# How many Moebius Kits do you own?



## steve123 (Feb 9, 2009)

Let's keep this simple. 
No descriptions, no blue sky.
If you've paid for 'em that counts.

Example: Me, 3

Steve


----------



## mcdougall (Oct 28, 2007)

I have 34 Moebius kits right now and have 6 more on pre order :thumbsup:
Mcdee


----------



## Y3a (Jan 18, 2001)

3

Seaview, Chariot, FS1 on the way.


----------



## kit-junkie (Apr 8, 2005)

27 or 28 including the special ones.

EDIT: I probably don't count, though.


----------



## PF Flyer (Jun 24, 2008)

Seven--Cap Act, Glow Jekyll, Jekyll, Voyager, I.M., Giant Insect, M.S. FNStein Oops, I hope that's a list, not a description.


----------



## Ductapeforever (Mar 6, 2008)

34 here, also.


----------



## WarpCore Breach (Apr 27, 2005)

Just a mere 4 here....


----------



## Auroranut (Jan 12, 2008)

One of everything- 2 of some....

Chris.


----------



## Gemini1999 (Sep 25, 2008)

Chariot, Space Pod....getting the Flying Sub soon.


----------



## mcdougall (Oct 28, 2007)

kit-junkie said:


> 27 or 28 including the special ones.
> 
> EDIT: I probably don't count, though.


(mutters to self; You and your special ones:drunk
(Speaks out loud)...Hey that offer is still good for a week more...or so :thumbsup:
Just let me know... ha ha ha ....................(grumble,mumble,#[email protected]&*)
Mcdee.........:wave:


----------



## otto (Jan 1, 1970)

15 methinks..


----------



## gareee (Jan 1, 1970)

All the Irwin Allen kits-4


----------



## Captain Han Solo (Apr 5, 2002)

6..(+ Four Seaviews I built for other people)..So far


----------



## djnick66 (May 2, 2008)

11 that I can remember. I list them just for general info: Seaview, Space Pod, Chariot, Jekyll, MS series, Voyager


----------



## Johnnycrash (May 28, 2002)

Just 1, a Seaview.


----------



## teslabe (Oct 20, 2007)

1 Seaview, 2 Chariots, 1 Space Pod and two FS. Now I'm just holding on for the news
from Moebius of this years kits....


----------



## MonsterModelMan (Dec 20, 2000)

I can't answer that question...too many to count. All of them except for Conan...gotta save for that one. And I have at least 2-4 of each of them too! Yup...what the heck will I do with that many (3) Big Frankies and (2) Seaviews? Running outta space! 
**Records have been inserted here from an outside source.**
PR #4204, opened 2022-06-21
Made checkboxes in a form accessible according to the WCAG-standards …

simsekb:
…by adding a fieldset around them and adding a legend describing the fieldset's purpose (name).

### DIFF
--- a/mailpoet/assets/css/src/components-public/_public.scss
+++ b/mailpoet/assets/css/src/components-public/_public.scss
@@ -42,12 +42,6 @@ $form-line-height: 1.4;
       font-size: $form-mobile-font-size !important;
       line-height: $form-line-height !important;
     }
-
-    fieldset {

Oooops...I lied, I only have 1 Captain Action!

Send help!:freak: Don't take any kits!

I even have the MS cardboard display too!

MMM :freak:


----------



## PKTHROTTLER (Aug 15, 2008)

8... and not a single one completed


----------



## Night-Owl (Mar 17, 2000)

At present the count is 23.


----------



## hedorah59 (Nov 24, 2008)

Only 9 at the moment...


----------



## BrianM (Dec 3, 1998)

Great topic! Let's see...

GOT: 17

PENDING: 5 (upcoming releases)

WON'T: 2 (Seaview, Conan)

BUILT: 1!!! (Captain Action - as "Racer X" for the AFM contest)


----------



## kangg7 (Jun 21, 2000)

I'm a thinkin' about 6 for myself. Got more in my sights though.:woohoo:

model on :wave:

Dave


----------



## scooke123 (Apr 11, 2008)

23 here
Steve


----------



## Zombie_61 (Apr 21, 2004)

I have three - Jekyll as Hyde, Invisible Man, and Gigantic Frankenstein.


----------



## Lloyd Collins (Sep 25, 2004)

I have four, so far. Two Voyagers, one Seaview, and one Space Pod.


----------



## otto (Jan 1, 1970)

I sais I had 15, but its really 18....I think..


----------



## kit-junkie (Apr 8, 2005)

mcdougall said:


> (mutters to self; You and your special ones:drunk


I'm special, don't ya' know... :wave:


----------



## mcdougall (Oct 28, 2007)

Thinks it...thinks it...but doesn't say it...
Mcdee
There I refrained from saying 'short bus'...doh!


----------



## aurora fan (Jan 18, 1999)

Jekyll / Hyde and Invisible Man.


----------



## kit-junkie (Apr 8, 2005)

mcdougall said:


> Thinks it...thinks it...but doesn't say it...
> Mcdee
> There I refrained from saying 'short bus'...doh!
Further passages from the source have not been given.